WHAT YOU WILL DO:
In the entries that follow, the line with "Both guards are" opens the range and the line with "- The button" closes it; repeat that range exactly, both lines included.

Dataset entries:
_ _ _
PR #2458, opened 2026-07-16
Xcode 27 Build Support

Camji55:
- SceneDelegate migration
- Bump watch deployment target to 8
- `@State` macro migration fix
- `capture-build-details.sh` script update to not be blocked by stale git links

PR #2492, opened 2026-08-12
Add iOS 27 scene lifecycle support

htenlik:
## Problem

When Loop is built with the iOS 27 SDK, the app builds successfully but fails at launch because UIKit now requires adoption of the scene-based lifecycle:

`Application failed to launch: UIScene life cycle is required for apps built with this SDK.`

Xcode 27 also exposes an initialization-order issue in `FavoriteFoodDetailView`.

## Changes

- Add `SceneDelegate` and register it through `UIApplicationSceneManifest`.
- Move `LoopAppManager` launch and active-state handling from `AppDelegate` to the scene lifecycle.
- Preserve the existing storyboard and root navigation architecture.
- Fix `FavoriteFoodDetailView` stored-property initialization order for Xcode 27.

## Testing

Tested with:

- macOS 26.5.2
- Xcode 27 beta 5
- iOS 27
- iPhone 16 Plus

The patched build installs and launches successfully. I exercised normal application navigation and usage without observing launch crashes or regressions.


ps2:
Was fixed with https://github.com/LoopKit/Loop/pull/2458, which just landed. Thanks!

htenlik:
My pleasure!

PR #2498, opened 2026-08-20
Xcode 27 Fixes

Camji55:


marionbarker (approved):
Approve by test.

Builds to iOS 26 and iOS 18 phones. I assume this will work for iOS 27.

PR #2504, opened 2026-09-07
Increase spacing and size of main screen Liquid Glass toolbar icons

elnjensen:
On iOS 26 the five toolbar items share one Liquid Glass background with no spacing between them. Any space item inserted between them splits that shared background into separate pills, so the gaps here are transparent padding baked into each rendered icon instead, which widens the spacing while leaving the single button group intact.

The button sizing is scaled on each icon's visible artwork rather than its canvas. It turns out that the button graphics pad themselves by very different amounts -- Bolus has essentially none, Carbs has ~3.7pt top and bottom, and Settings is a 25x25 gear centered on a 25x40 canvas -- so matching canvas sizes leaves the glyphs visibly uneven and gives Settings a noticeably taller pill. The ink bounds were measured by rasterizing the assets at 600dpi and taking the alpha bounding box; artwork is centered in every one to within 0.6pt, so scaling alone aligns them.

This PR also detects and records the Pre-meal item's index at setup instead of hardcoding it per OS version, since the two layouts place it differently.


ps2:
Pushed two follow-ups to this branch (43b4f5f) — happy to drop either if you disagree.

**Runtime ink measurement instead of the constants table.** Replaced `ToolbarLayout.Ink` with an alpha-channel scan, so `toolbarIcon()` drops its `ink:` argument and the five constants and their call-site plumbing go away. Your measurements were good — I re-rasterized at 600dpi and they sit a consistent ~0.4pt above the α≥128 bounding box on every icon, which lands rendered ink within 2% across the set. The only reason to change it is the staleness caveat your own comment calls out. It also gives the ink's origin, so each icon centers on its artwork rather than its canvas; that removes the dependency on the "centered to within 0.6pt" property rather than relying on it. Cost is scanning five ~90×120px images once at button construction.

**`iconVerticalMargin` 4 → 7.** Widths were already past 44pt from the horizontal padding, but height was `inkHeight + 8` = 38pt, under the 44pt minimum — and tap target is part of what is being reported alongside the visual size. At 7 every item is 44pt tall (carbs/pre-meal 55.5×44, workout 54.8×44, settings 50×44, bolus 46.2×44).

One thing I specifically checked before pushing, since Loop allows all four orientations and a compact-height toolbar is ~32pt: a 44pt item could have been a squeeze there. Verified in both portrait and landscape on an iPhone 16 Pro running iOS 26 and it looks right. Worth knowing the settings asset already renders 40pt tall on `dev` today, so this is 4pt onto an existing situation rather than something new.

Nice find on the Liquid Glass spacers splitting the shared background — I had gone down the path of padding the canvas to 44pt and got a wider pill with unchanged icons, exactly the wrong half of the problem. Scaling on ink is the right call.

ps2:
Pushed a third commit (6f03460) that takes a different approach to the sizing, after finding a problem that affects both the constants table and the runtime scan I had replaced it with. Details, since it supersedes the earlier commit:

**`Pre-Meal Selected` and `workout-selected` are inverted badges, not line art** — a filled plate covering the whole canvas with the glyph knocked out. Their alpha bounds are therefore the plate (29×29), not the glyph inside it (25.2×21.1 and 25.6×23.2). Both `preMealImage(selected:)` variants go through the same `toolbarIcon` call, so:

- With the `Ink` constants, the selected pre-meal image is scaled by the *unselected* glyph's 21.57, so the plate renders 40.3pt tall on a 38pt item and gets clipped ~1.2pt top and bottom, flattening its rounded corners. Workout lands at 36.4pt and fits, but the item still jumps ~26% larger on toggle.
- With the runtime scan, the plate itself becomes 30pt, so the knocked-out glyph shrinks 27% (pre-meal) / 20% (workout) when the button is toggled on.

Today neither shows because nothing scales and both states share a canvas.

**Fix: normalize the assets instead of compensating in code.** All seven imagesets are now on a common 40×40pt canvas with the artwork 30pt tall. The PDFs stay vector — each page is re-placed with a scale and translate through CoreGraphics, not rasterized. The two badges use their unselected partner's transform, so toggling swaps in place with the plate at its natural size (38pt / 35pt). The settings gear is the one PNG and is upscaled 1.2× from its @3x source (75→90px); its `height-class: compact` variant is dropped so landscape loads the same asset as portrait — that variant was 20×31 with a 20pt gear, so the single `settings` constant would have rendered it 20% small in landscape.

With the assets normalized, `toolbarIcon()` only centers the image on the item canvas (`ToolbarLayout.itemSize`, 60×44 — the 44pt tap target plus your Liquid Glass spacing). `Ink`, `inkBounds()`, `inkHeight` and the padding constants are all gone: net −90 lines. Your `preMealItemIndex` fix is untouched.

Verified on an iPhone 16 Pro / iOS 26 in portrait. One follow-up worth doing separately: the gear is now the only raster asset in the set and would benefit from a vector redraw.

ps2:
16c8b8d73494ee63114c5c6bb2d4b70b04da2321

elnjensen:
This looks good to me - I like the approach of normalizing the assets in the first place, much cleaner.

marionbarker:
## Test

✅ successful test

### Configuration

added this version of Loop to 2 different phones:
* SE 2nd gen running iOS 18
* SE 3rd gen running iOS 26

### Narrative

The iOS 18 phone does not display liquid glass.
* ✅ The tool bar icons on the main screen are slightly larger with this PR
* ✅ All buttons worked nominally

The iOS 26 phone does display liquid glass
* ✅ The tool bar once again takes the full width of the main screen with this PR
* ✅ Tapping anywhere near each icon worked as expected

### Screenshots

✅ The screenshots are nominal

#### iOS 18

The composite below shows before (left) and after (right) this PR for an iOS 18 phone

loop_pr2504_18


#### iOS 26

The composite below shows before (left) and after (right) this PR for an iOS 26 phone

loop_pr2504_26

marionbarker (approved):
Approve by test following code review by others.

Issue #815, opened 2018-09-21
Prediction calculation is missing bounds checks


dennisgove:
I received the following prediction showing a predicted value less than 0.

![prediction](https://user-images.githubusercontent.com/654519/45853712-c9f3e500-bd14-11e8-87d5-a9bb1b1593ce.jpg)

dennisgove:
I wasn't able to find the code calculating the prediction. If this belongs in [LoopKit](https://github.com/LoopKit/Loopkit) I'm happy to move it.

PR #2511, opened 2026-09-14
Show bolus progress for automatic boluses, and offer an issue report when one is stopped

ps2:
Two commits: show the bolus progress row for automatic boluses, then use that row to offer an issue report when one is stopped.

## Show the progress row for automatic boluses

`bolusState`'s `didSet` created the progress reporter only when `dose.automatic != true`, so an automatic bolus displayed nothing on the status row. Those guards came in with #815, when limiting the dosing strategy to automatic bolus.

The row is also the stop target — `didSelectRowAt` on `.bolusing` is what cancels a bolus — so with nothing displayed there was no way to stop an automatic bolus from the status screen at all. That is the dose a user is most likely to want to interrupt.

Both guards are removed. A bolus replacing an in-progress one now also gets a fresh reporter, which covers a manual bolus superseding an automatic one.

No size or duration threshold: every automatic bolus shows the row, matching manual behaviour. Worth knowing that the status row is inserted and removed rather than swapped in place (`shouldShowStatus` follows `statusRowMode.hasRow`, and `updateBannerAndHUDandStatusRows` does a real `insertRows`/`deleteRows`), so under automatic-bolus dosing the table will shift on most loop cycles, including for 0.05 U boluses that deliver in a couple of seconds.

## Offer an issue report when one is stopped

Stopping an automatic bolus is the moment a user has decided the dose was wrong, and the last moment the data explaining it is cheap to collect. The canceled row already reports what was delivered; it now carries an info button that explains why Loop bolused and offers to open the issue report screen.

- The button appears **only when the canceled dose was automatic**. Someone who stops their own manual bolus has nothing to report.
- The canceled row now stays up **30 seconds instead of 10** for automatic cancels. Ten is not long enough to notice an affordance, read it and act on it; adding a button to a row that disappears first would achieve nothing. Manual cancels are unchanged at 10.
- Issue report presentation is factored out of `didTapIssueReport`, which reached it through a `dismiss` that only makes sense when called from the settings sheet.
_ _ _
EXERCISE ANSWER:
Both guards are removed. A bolus replacing an in-progress one now also gets a fresh reporter, which covers a manual bolus superseding an automatic one.

No size or duration threshold: every automatic bolus shows the row, matching manual behaviour. Worth knowing that the status row is inserted and removed rather than swapped in place (`shouldShowStatus` follows `statusRowMode.hasRow`, and `updateBannerAndHUDandStatusRows` does a real `insertRows`/`deleteRows`), so under automatic-bolus dosing the table will shift on most loop cycles, including for 0.05 U boluses that deliver in a couple of seconds.

## Offer an issue report when one is stopped

Stopping an automatic bolus is the moment a user has decided the dose was wrong, and the last moment the data explaining it is cheap to collect. The canceled row already reports what was delivered; it now carries an info button that explains why Loop bolused and offers to open the issue report screen.

- The button appears **only when the canceled dose was automatic**. Someone who stops their own manual bolus has nothing to report.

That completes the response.